I used G4 clear pond sealer (blue tin) on John's merlin 36 2 or 3 coats and left him to then varnish over it. However a year or two on and I think it is just the g4 only on it. - Seems ok still!

My Albacore. Couldn't make my mind up about finish, Especially on the hull (to epoxy or not that is the question etc)in the end it has 3or 4 coats G4 plus 3 or 4 coats Blakes Dura Gloss, outside, topside and inside.

I don't know that i reccomend it unreservedly but here'e how I see the pros and cons and probably why I chose it in the end for the Albi.

Pros
Penetrates deeply and will toughen old, dodgy timber a bit.

Good traditional 'varnish' appearance - that amber colour that brings out a lovely colour in good timber.

Quick to use - it's one of those things you don't let harden between coats, allow 2-4max hours between coats. So 3 coats in a day builds up a great foundation.

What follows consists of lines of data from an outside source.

PR #555, opened 2024-08-05
Rip toClientParams

apepper:
Moved the "convert blob to upload binary" logic from the `connection` to `DataFormContainerWidget`.

With this it is now possible to remove `toClientParams` and `convertBlobAttributes`. Only `blobToBinary` remains.


src/Widgets/DataFormContainerWidget/DataFormContainerWidgetComponent.tsx
```diff
@@ -131,9 +141,12 @@ function valueFromElement(
...
     const files = element.files
-    if (element.multiple) return files ? [...files] : []
-    if (files?.length === 1) return files[0]!
-    return null
+    if (!files) return element.multiple ? [] : null
+
+    const blobToBinaryPromises = [...files].map(blobToBinary)
+    return element.multiple
+      ? Promise.all(blobToBinaryPromises)
+      : blobToBinaryPromises[0]!
```
dcsaszar, line 146: * [ ] The old code did a `length === 1` check to allow for the bang cast. The `files` can be zero-length (https://developer.mozilla.org/en-US/docs/Web/API/HTMLInputElement/files#javascript). We could do `: blobToBinaryPromises[0] || null`.

dcsaszar (changes requested):
Nice. One comment.

apepper:
REVIEW ([a6b3d2c](https://github.com/Scrivito/scrivito-portal-app/pull/555/commits/a6b3d2c507fa9023ab7a8d7d359cf80edc536821))

dcsaszar (approved):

Very tolerant of cold and damp for it application. i think it says you can apply in tempaeratures as low as 6dgrees or something. It actually needs moisture to cure it. So a damp winter's day is OK. Certainly no problems with bloom or not curing.

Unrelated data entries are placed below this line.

PR #558, opened 2024-08-07
Drop hardcoded site ID "default"

dcsaszar:
Instead of `SCRIVITO_ROOT_CONTENT_ID` we now configure `SCRIVITO_ROOT_OBJ_ID`. This allows to infer both
* the default site ID and
* the root content ID

from the obj, which was not possible the other way around.

This makes it easier to integrate the app into existing instances that already use the site ID `default`.

### DIFF
--- a/src/Data/pisaClient.ts
+++ b/src/Data/pisaClient.ts
@@ -3,7 +3,7 @@ import { isHomepage } from '../Objs/Homepage/HomepageObjClass'
 
 export async function pisaUrl(): Promise<string> {
   const defaultRoot = await load(() =>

Much less evil vapours than UPC (which I seem to react to nastily) but I'm not saying it's good to inhale.

Not too pricey and is available at good aquatic garden centres or plenty of places on the web.

Very tough yet slightly flexible. ( I especially like the flexible quality.


CONS
seems to dissolve foam rubber rollers or pads - so I reverted to brushes.
First coat can raise grain abit. it is essential to get surface very clean or the first coat is very rough. It doesn't flow and level like a trad varnish .

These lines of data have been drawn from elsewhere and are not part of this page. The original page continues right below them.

PR #565, opened 2024-08-09
Simplify base URL logic

dcsaszar:
* we configure `baseUrl: 'stringlist'`, thus
* the SDK will never return a `link` or `linklist` (even if this is stored as such on another site)
* the new simplified logic still supports `string` thanks to `autoConvertAttributes: true`

Line 72 could alternatively read `if (!Array.isArray(baseUrl)) return []`. I kept the current version to make switching to `string` easier. Maybe YAGNI but we need a check for type safety anyway.

### DIFF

I tried to wet'n dry it the next day to level some roughness - the roughness stayed and the abrasive paper went bald! seemed Ok after a couple of days though.

Don't know if it's UV filter (one reason for varnishing over)
Doesn't feel like a trad varnish so need to develop a technique that works for you.

Any left overs are bound to be hard by the next time you open the tin to do any touching up. Don't leave a brush overnight in water as it will be rock hard very quickly, acetone will clean, but I did try leaving the brush in a glass of cooking oil ( this work very well for varnish - you can leave a varnish brush all year in oil) but then you need to clean the brush anyway.


On balance I like it but it is not as easy as trad finishes to apply but it's quick and reasonable in price, very tolerant of climate.
Durability and removeability? I'll tell you in ten years time.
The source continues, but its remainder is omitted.